(Data excerpts)
Content starts

PR #275, opened 2022-03-18
Enable partitioning

rajeee:
## Pull Request Description
Adds partitioning capability to buildstockbatch postprocessing. And while doing that:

Content ends

- [Your task]:
Your answer should be a single number: the count of lines in the data that include the word "partitioning".

- [Response to this task]:
2